Microsoft’s Voice Recognition AI Now Outperforms Humans In Speech Transcription

“Anything you can do I can do better; I can do anything better than you.” That is likely Microsoft’s mantra, as its research wizards have reached a milestone in speech recognition, with a word error rate (WER) of just 5.9 percent. That figure itself is down from last month, when Microsoft’s speech recognition system stood at 6.3 percent WER.

“We’ve reached human parity,” said Xuedong Huang, Microsoft’s chief speech scientist. “This is an historic achievement.” But things are little bit better than that;Microsoft admits that’s speech recognition system actually “makes the same or fewer errors” than professional transcriptionists.

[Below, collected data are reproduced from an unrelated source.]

PR #1266, opened 2019-10-07
Update testworks submodule + add json submodule

cgay:
json needed for new json report format


housel:
Needs a registry entry for testworks-run as well.

PR #1290, opened 2019-12-27
system: Add error signaling for load-library

### LINKED ISSUE #1283: load-library should signal errors
`load-library` in the `system` library does not do any special handling of error conditions; if the underlying `dlopen` or `LoadLibrary` fails it will just return a `NULL` `<machine-word>` value. Signaling some sort of error condition would be more appropriate.

housel:
Fixes #1283


cgay:
https://opendylan.org/documentation/library-reference/system/operating-system.html#system:operating-system:load-library could use a word on errors being signaled.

“Even five years ago, I wouldn’t have thought we could have achieved this. I just wouldn’t have thought it would be possible,” added Harry Shum, executive vice president for Microsoft Artificial Intelligence and Research group.

research microsoft
Microsoft's team from the Speech & Dialog group

Microsoft’s impressive advances in speech recognition are made possible by its Computational Network Toolkit (CNTK), which uses deep learning algorithms that are running on high-performance GPU accelerators. The system also uses neural language models to see words as continuous vectors in space.

So what does all this mean in the real world? What are the practical applications for this powerful speech recognition system? Microsoft envisions it being used in devices your Xbox One or to help make Cortana even more intelligent in Windows 10. And of course, instant speech-to-text transcription with greater accuracy will do wonders for products like the Skype Translator.

Right now, Microsoft’s speech recognition system is optimized to work in lab environments where there is little background noise. However, in the future, Microsoft believes that its system can deal with much tougher environments like highway driving (road/wind noise) or in a crowded restaurant. The system will also be tasked with adapting to a variety of voices and accents that it might encounter along the way.

Increased accuracy when it comes to speech transcription is definitely a nice perk, but the end game for Microsoft is to actually be able to understand the words that are coming out of someone’s mouth. “The next frontier is to move from recognition to understanding,” said Geoffrey Zweig, who oversees the Speech & Dialog research group. But as Shum explains, “It will be much longer, much further down the road until computers can understand the real meaning of what’s being said or shown.”